_ACTIVITY_
Please copy out all lines of the entries that contain the word "Ruby".

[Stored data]
--------

PR #1312, opened 2025-05-14
Fix `without_reconnect` to wrap redis-client exceptions

byroot:


ChrisBr (approved):
Thank you!

stanhu:
@byroot I think this introduced an unintended regression in ActionCable: https://github.com/rails/rails/issues/55919.

stanhu:
Oh, this was already fixed in https://github.com/rails/rails/pull/55359. Thanks!

PR #1317, opened 2025-07-21
Test Cluster against multiple Ruby versions

marcogregorius:
The `redis-clustering` gem currently only runs on Ruby 2.7 on CI.

This adds a matrix of Ruby versions from 2.7 up to 3.4.


byroot:
This was done on purpose because the clustering test suite was quite flaky at the time.

Seems like it's better now.

PR #1324, opened 2025-10-30
Add ability to set TTL for hash fields, `HEXPIRE`

vietqhoang:
Issue: #1187 

Introduced in 7.4.0, https://redis.io/docs/latest/commands/hexpire/

### DIFF
--- a/test/lint/hashes.rb
+++ b/test/lint/hashes.rb
@@ -227,5 +227,28 @@ module Lint
       expected = ['0', [%w[f1 Jack], %w[f2 33]]]
       assert_equal expected, redis.hscan('foo', 0)
     end
+
+    def test_hexpire
+      target_version "7.4.0" do
+        r.hset("foo", "f1", "v2")
+
+        assert_equal [1], r.hexpire("foo", 4, "f1")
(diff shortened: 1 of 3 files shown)


test/lint/hashes.rb
```diff
@@ -227,5 +227,18 @@ def test_hscan
...
     end
+
+    def test_hexpire
+      target_version "7.4.0" do
+        r.hset("foo", "f1", "v2")
+
+        assert_equal [1], r.hexpire("foo", 1, "f1")
+        assert r.hexists("foo", "f1")
+
+        sleep(1)
```
byroot: Sleeping in test suite is always a bad idea.

A better way to test `hexpire` is to implement `httl`, and use it to check the TTL changed.

vietqhoang:
Sorry, didn't catch you were also editing.

Just want to note the change added to distributed

https://github.com/vietqhoang/redis-rb/blob/2c4eaac1c1ef07a6b33bfe2ac4d1945912b09c8c/lib/redis/distributed.rb#L925-L927

The `ttl` argument is unnecessary since `httl` doesn't intake `ttl`. Tests still passed...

--------

_RESPONSE_
Test Cluster against multiple Ruby versions
The `redis-clustering` gem currently only runs on Ruby 2.7 on CI.
This adds a matrix of Ruby versions from 2.7 up to 3.4.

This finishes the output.